#### RECORDS TO PROCESS
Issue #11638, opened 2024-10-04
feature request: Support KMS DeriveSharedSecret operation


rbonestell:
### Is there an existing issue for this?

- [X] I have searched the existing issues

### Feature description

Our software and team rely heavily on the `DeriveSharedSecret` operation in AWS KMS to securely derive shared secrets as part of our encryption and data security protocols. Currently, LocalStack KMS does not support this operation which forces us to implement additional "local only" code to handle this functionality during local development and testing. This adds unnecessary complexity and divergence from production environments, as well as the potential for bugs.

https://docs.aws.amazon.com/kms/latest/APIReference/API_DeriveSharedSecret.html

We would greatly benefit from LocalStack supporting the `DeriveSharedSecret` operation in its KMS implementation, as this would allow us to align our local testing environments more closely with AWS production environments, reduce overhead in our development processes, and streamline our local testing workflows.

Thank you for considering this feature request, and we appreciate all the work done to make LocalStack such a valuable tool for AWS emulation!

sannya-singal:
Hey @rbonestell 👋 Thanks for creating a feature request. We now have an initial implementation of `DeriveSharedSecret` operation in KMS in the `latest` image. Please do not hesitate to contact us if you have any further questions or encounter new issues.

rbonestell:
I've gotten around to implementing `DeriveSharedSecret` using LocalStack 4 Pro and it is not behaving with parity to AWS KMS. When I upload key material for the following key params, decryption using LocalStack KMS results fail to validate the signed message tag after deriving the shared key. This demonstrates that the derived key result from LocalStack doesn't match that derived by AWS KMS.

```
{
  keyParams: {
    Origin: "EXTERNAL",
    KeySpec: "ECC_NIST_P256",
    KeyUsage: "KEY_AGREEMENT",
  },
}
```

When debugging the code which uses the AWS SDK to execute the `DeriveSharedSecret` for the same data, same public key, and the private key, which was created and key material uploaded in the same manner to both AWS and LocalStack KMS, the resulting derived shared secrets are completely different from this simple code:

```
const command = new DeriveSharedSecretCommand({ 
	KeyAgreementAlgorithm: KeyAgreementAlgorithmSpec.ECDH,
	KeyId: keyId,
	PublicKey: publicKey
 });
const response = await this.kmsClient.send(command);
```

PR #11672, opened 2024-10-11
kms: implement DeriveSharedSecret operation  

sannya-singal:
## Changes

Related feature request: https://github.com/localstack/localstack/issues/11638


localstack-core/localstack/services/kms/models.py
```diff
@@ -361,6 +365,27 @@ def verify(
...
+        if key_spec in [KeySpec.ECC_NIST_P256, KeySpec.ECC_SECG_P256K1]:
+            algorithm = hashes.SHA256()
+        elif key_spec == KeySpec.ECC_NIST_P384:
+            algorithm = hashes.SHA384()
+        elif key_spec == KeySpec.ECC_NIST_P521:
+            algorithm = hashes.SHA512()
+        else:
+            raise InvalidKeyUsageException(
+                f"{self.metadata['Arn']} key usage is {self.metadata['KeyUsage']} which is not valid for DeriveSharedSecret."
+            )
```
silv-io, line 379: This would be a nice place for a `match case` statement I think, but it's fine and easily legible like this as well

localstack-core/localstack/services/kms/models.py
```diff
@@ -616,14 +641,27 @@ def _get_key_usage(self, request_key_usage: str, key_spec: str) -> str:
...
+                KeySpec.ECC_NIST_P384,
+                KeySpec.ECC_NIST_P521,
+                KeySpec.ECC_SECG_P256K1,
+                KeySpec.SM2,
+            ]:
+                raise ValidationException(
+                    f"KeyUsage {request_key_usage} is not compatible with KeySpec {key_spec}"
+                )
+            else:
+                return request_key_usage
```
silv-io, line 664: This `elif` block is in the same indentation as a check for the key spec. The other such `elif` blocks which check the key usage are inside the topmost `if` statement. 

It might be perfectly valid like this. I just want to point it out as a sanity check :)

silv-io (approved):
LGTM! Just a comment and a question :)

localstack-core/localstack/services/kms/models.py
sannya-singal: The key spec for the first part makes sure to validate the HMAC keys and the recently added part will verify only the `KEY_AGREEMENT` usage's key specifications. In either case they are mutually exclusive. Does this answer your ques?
########
#### RECORDS TO PROCESS
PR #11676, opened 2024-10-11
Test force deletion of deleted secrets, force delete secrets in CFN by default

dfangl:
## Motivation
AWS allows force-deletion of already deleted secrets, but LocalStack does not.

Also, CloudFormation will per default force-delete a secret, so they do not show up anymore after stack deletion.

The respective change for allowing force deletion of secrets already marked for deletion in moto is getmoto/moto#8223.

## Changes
########
Please give an exact copy of the entries above, from the line with "Issue #11638, opened 2024-10-04" down to the line with "### Feature description", inclusive, and nothing else.

Issue #11638, opened 2024-10-04
feature request: Support KMS DeriveSharedSecret operation


rbonestell:
### Is there an existing issue for this?

- [X] I have searched the existing issues

### Feature description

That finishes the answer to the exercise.